[Work order] Using the records that follow, tally the lines containing the word "Venray" and state only the count.

[Recorded data]

PR #1528, opened 2024-12-11
[Venray #133] Adding a featureflag to allow showing cases without a status

alextreme:


alextreme:
Verified via Venray 133

pi-sigma (approved):

alextreme:
Note that this setting isn't yet configurable via the admin, so it's only toggable via the shell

[Written answer] 2